PR #305, opened 2019-02-02
Add Main

bpierre:
_builds on https://github.com/aragon/aragon-ui/pull/303_

# Main

## Features

- Rename `AragonApp`, to make it more descriptive (`AragonApp` still works but emits a deprecation warning).
- Remove the default styles that `AragonApp` was applying.
- Provide defaults for every prop. If the assets are served on `/aragon-ui/`, which is the convention on Aragon Apps, nothing need to be changed.
- Set the providers required by other components:
  - `<Root.Provider />`
  - `<Viewport.Provider />`
  - `<PublicUrl.Provider />`
  - `<BaseStyles />`
  - `<ToastHub />`

## Usage

```jsx
import { Main } from '@aragon/ui'

const App = () => (
  <Main>
    {/* aragonUI components can be used now */}
  </Main>
)
```


src/components/AragonApp/AragonApp.js
```diff
@@ -38,6 +39,11 @@ class AragonApp extends React.Component {
   }
 
   render() {
+    if (!AragonApp._warned) {
+      warn('<AragonApp /> is deprecated: please use <Main /> instead.')
```
AquiGorka: This only warns in dev mode, should we always show the warning to make it more explicit?

src/components/Main/Main.js
```diff
@@ -0,0 +1,35 @@
...
+    legacyFonts: false,
+    assetsUrl: '/aragon-ui/',
+  }
+  render() {
+    const { children, assetsUrl, legacyFonts } = this.props
+    return (
+      <Root.Provider>
+        <Viewport.Provider>
+          <PublicUrl.Provider url={ensureTrailingSlash(assetsUrl)}>
+            <BaseStyles enableLegacyFonts={legacyFonts} />
```
AquiGorka: Is there a case where someone would want to not use the base styles? or how can they override base styles to use their own theme with this approach?

src/components/Main/Main.js
```diff
@@ -0,0 +1,35 @@
+import React from 'react'
+import PropTypes from 'prop-types'
+import { ensureTrailingSlash } from '../../utils/url'
+import { PublicUrl } from '../../providers/PublicUrl'
+import { Root } from '../../providers/Root'
+import { Viewport } from '../../providers/Viewport'
+import BaseStyles from '../BaseStyles/BaseStyles'
+import { ToastHub } from '../ToastHub/ToastHub'
+
+class Main extends React.Component {
```
AquiGorka: If you are not using lifecycle methods does this really need to be a class rather than a function?

src/components/AragonApp/AragonApp.js
bpierre: I don’t think we should display any warning in production code, as we are targeting the final user. The same way errors should be managed by the UI in production (rather than the console).

Ideally, we should even remove entire chunks of code related to development, like the prop types or the code managing the warnings. But it’s a bit complicated with JS libraries, because bundlers don’t really have a common standard to import a development (with all the debug artifacts) vs. a production build of a library, depending on the app environment.

AquiGorka: I agree with what you said yet IMO letting users know their `production` build is running a `deprecated` Component is important

src/components/Main/Main.js
bpierre: Themes will be supported when the move to Lorikeet happen (see [Theme.js](https://github.com/lorikeetui/lorikeet/blob/master/src/components/Theme/Theme.js)).

About `BaseStyles`, they are required to make our components work and they would break without them. People can always decide to override them, or to define a custom font, but there is no guarantee that things would keep working properly.

I would like to make some providers explicitly required by the components that need them, and emit errors if not. The same way `Toast` doesn’t work without `ToastHub`, it also doesn’t work without `BaseStyles`. `Main` is a step forward (we only ask users to define a single component), but I think we should warn if users forget to set these base components.

src/components/AragonApp/AragonApp.js
bpierre: Do you have a specific case in mind where you think it might be a problem?

I think the development build is already warning developers about the deprecation, and end users shouldn’t have to see or even know about it, as it doesn’t impact them. Deprecated doesn’t mean broken, it means developers consuming the library have some time to migrate.

For example, an app development team might decide to use a deprecated feature because they don’t have the time to migrate right away. For example, React doesn’t emit any warning in production, which is pretty standard behavior AFAIK: the console represents the app at this point, not its libraries.

src/components/Main/Main.js
sohkai: Maybe we could leave a prop where someone could use their own `createGlobalStyle()` object?

src/components/Main/Main.js
```diff
@@ -0,0 +1,35 @@
...
+    assetsUrl: '/aragon-ui/',
+  }
+  render() {
+    const { children, assetsUrl, legacyFonts } = this.props
+    return (
+      <Root.Provider>
+        <Viewport.Provider>
+          <PublicUrl.Provider url={ensureTrailingSlash(assetsUrl)}>
+            <BaseStyles enableLegacyFonts={legacyFonts} />
+            <ToastHub>{children}</ToastHub>
```
sohkai: Curious if we should add the styles from [`StyledAragonApp`](https://github.com/aragon/aragon-ui/blob/5d68042e5c/src/components/AragonApp/AragonApp.js#L11) here?

src/components/Main/Main.js
bpierre: The way I was seeing it, `Main` would give you the most basic configuration options, and everything more advanced could be achieved by composing the providers yourself.

I think we should avoid encouraging people to replace `BaseStyles` with their own, because these styles are essential to the components to work properly. By doing so (e.g. duplicating its styles in a custom `BaseStyles`), components might break in subtle ways in future upgrades, depending on how the global styles evolve.

I much prefer to let users extend the base styles if they need it (e.g. for fonts or colors), which they can do already by using `createGlobaStyle()` anywhere in their app. If someone really want to get rid of `BaseStyles`, or any other custom setup, it will always be possible to declare the providers yourself (but in that case, you’ll have to follow how `Main` evolves).

What do you think?

bpierre:
This PR was closed by inadvertence, see https://github.com/aragon/aragon-ui/pull/306 for the updated one.

src/components/Main/Main.js
AquiGorka: If anyone wants to override styles and a) we have not yet offered some mechanism to do it or b) we chose not to offer it they can always use their own "`Main`" with the Providers and avoid using the `BaseStyles`. If we see such behavior we could come back to this no?

I'm 👌 with the current implementation

bpierre: > If we see such behavior we could come back to this no?

Of course, we can add the prop if it appears to be needed 👍

sohkai: Sounds good! Didn't think that users would be able to use `createGlobalStyles` themselves so that's a good way to extend it 👍.

PR #310, opened 2019-02-12
Add documentation for the Main component

bpierre:
_Builds on #309_


bpierre:
> Do you normally update the package-lock.jsons on publish or when the dependencies are upgraded?

Oh yes I forgot that, I’m doing it in the other PR.

PR #311, opened 2019-02-13
Responsive common components

AquiGorka:
So far these changes include:

- Menu icon
- `MenuButton` component (using `ButtonIcon`)
- Uses `FocusVisible` on `MenuButton`
- Update to `NavigationBar` for responsive
- Plus icon
- `PlusButton` component (using `ButtonIcon`)
- Arrow right icon
- `ArrowRightButton` component (using `ButtonIcon`)
- Borderless `TableCell`

Refs:
- [`ButtonIcon`](https://github.com/aragon/aragon/pull/539#discussion_r250502770)
- [`FocusVisible`](https://github.com/aragon/aragon-apps/pull/606#discussion_r248661009)
- [`PlusButton`](https://github.com/aragon/aragon/pull/583/files#r250715297)
- [`ArrowRightButton`](https://github.com/aragon/aragon/pull/583/files#r250714912)


src/components/NavigationBar/NavigationBar.js
```diff
@@ -7,8 +7,11 @@ import LeftIcon from './LeftIcon'
 
 class NavigationBar extends React.Component {
   static propTypes = {
-    onBack: PropTypes.func,
+    backPaddingLeft: PropTypes.number,
```
bpierre: I would rather avoid having this kind of props here, this component is meant to be high level and shouldn’t require users to set the spacing manually. Maybe we could have a way to inject the menu button before, and adjust the spacing accordingly? e.g. a `beforeBackButton` prop.

src/components/Table/TableCell.js
```diff
@@ -3,39 +3,45 @@ import PropTypes from '../../proptypes'
...
 
-  /* First and last cell styling */
-  &:first-child {
-    border-left: 1px solid ${contentBorder};
-  }
-  &:last-child {
-    border-right: 1px solid ${contentBorder};
-  }
+  ${breakpoint(
+    'medium',
```
bpierre: We could have a prop to enable this (`noSideBorders` or something like this), but we can’t have this as a default: users might not want this behavior, or use tables in another context than in the main screen.

src/components/ArrowRightButton/ArrowRightButton.js
```diff
@@ -0,0 +1,30 @@
+import React from 'react'
```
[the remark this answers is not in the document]
AquiGorka: I think I hear you, I'll move `ArrowRightButton`, `PlusButton` and `MenuButton` to `aragon/aragon` instead of having this here.

src/components/NavigationBar/NavigationBar.js
AquiGorka: My concern here is that the back arrow adds left padding and I believe it shouldn't, I rather remove the padding but I did not want to break backwards functionality thus I added the props.
Thoughts?

bpierre: The reason why there is a left padding is to get a large clickable area:

image

But we should reduce it when the menu is here yes. If we had a `beforeBackButton` prop, we could give an equal amount of padding to both the menu button (on its right side), and the back button (on its left side).

AquiGorka:
Closing in favor of independent PRs:
- [`MenuButton`](https://github.com/aragon/aragon-ui/pull/318)
- [`Plus` and `Arrow right` icons](https://github.com/aragon/aragon-ui/pull/319)
- [Borderless `TableCell`](https://github.com/aragon/aragon-ui/pull/320)
- [`AppBar` paddings](https://github.com/aragon/aragon-ui/pull/321)
- [`NavigationBar` paddings](https://github.com/aragon/aragon-ui/pull/322)

PR #312, opened 2019-02-14
ButtonIcon: require a label prop

bpierre:
To make sure the button is always described with text.

### DIFF
--- a/src/components/Button/ButtonIcon.js
+++ b/src/components/Button/ButtonIcon.js
@@ -1,10 +1,13 @@
 import React from 'react'
+import PropTypes from 'prop-types'
 import ButtonBase from './ButtonBase'
 
 class ButtonIcon extends React.PureComponent {
   render() {
+    const { label, children, ...props } = this.props
     return (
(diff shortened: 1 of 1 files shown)


src/components/Button/ButtonIcon.js
```diff
@@ -1,10 +1,13 @@
 import React from 'react'
+import PropTypes from 'prop-types'
 import ButtonBase from './ButtonBase'
 
 class ButtonIcon extends React.PureComponent {
   render() {
+    const { label, children, ...props } = this.props
     return (
       <ButtonBase
+        title={label}
```
AquiGorka: Would it make sense to call this prop `title` instead of `label`?

bpierre: The idea is to use `label` every time we need an alternative text in the aragonUI components, no matter how the internal implementation is (`title` here, but it could be `alt` for an `img` or something else). We are also already using `label` as a prop for other components (e.g. `Field`).

PR #317, opened 2019-02-19
TabBar: rename onSelect to onChange

bpierre:
Also add documentation and move to `React.createRef()`.

### DIFF
--- a/devbox/apps/TabBar.js
+++ b/devbox/apps/TabBar.js
@@ -31,7 +31,7 @@ class TabBarDemo extends React.Component {
     const { index } = this.state
     const { items } = this.props
     return (
-      <TabBar onSelect={this.handleSelect} selected={index} items={items} />
+      <TabBar onChange={this.handleSelect} selected={index} items={items} />
     )
   }
 }
--- a/src/components/TabBar/README.md
+++ b/src/components/TabBar/README.md
@@ -1,0 +1,43 @@
+# TabBar
+
+A simple tabs component.
+
+## Usage
+
+```jsx
+import { useState } from 'react'
+import { TabBar } from '@aragon/ui'
+
+const App = () => {
+  const [selected, setSelected] = useState(0)
+  return (
+    <TabBar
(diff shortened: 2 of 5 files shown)


devbox/apps/TabBar.js
```diff
@@ -31,7 +31,7 @@ class TabBarDemo extends React.Component {
     const { index } = this.state
     const { items } = this.props
     return (
-      <TabBar onSelect={this.handleSelect} selected={index} items={items} />
+      <TabBar onChange={this.handleSelect} selected={index} items={items} />
```
AquiGorka: This is a breaking change no? We should update the apps using `TabBar`

bpierre: No it won’t break, the plan is to support it for a few versions before removing it: https://github.com/aragon/aragon-ui/pull/317/files#diff-0bebd46dc3c0aa731b1bc633cafa3777R51

src/components/TabBar/README.md
```diff
@@ -0,0 +1,43 @@
...
+A simple tabs component.
+
+## Usage
+
+```jsx
+import { useState } from 'react'
+import { TabBar } from '@aragon/ui'
+
+const App = () => {
+  const [selected, setSelected] = useState(0)
```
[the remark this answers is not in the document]
bpierre: Yes let’s start using hooks in the gallery demos 👍

They are so much better than all the `state = {}` / `handleX` / `setState()` / `const { X } = this.state` noise for code snippets!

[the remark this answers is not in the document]
bpierre: Done https://github.com/aragon/aragon-ui/pull/317/commits/de61ba0af90373308b8290e2a082a2f800a107b5

devbox/apps/TabBar.js
AquiGorka: Still, when we publish this it should bump the interface flag as this will make components using `onChange` to stop working.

• _TASK BRIEF_: Once you have counted the lines above containing the word "class", state that number and nothing more.

• _SOLVED PROBLEM_: 8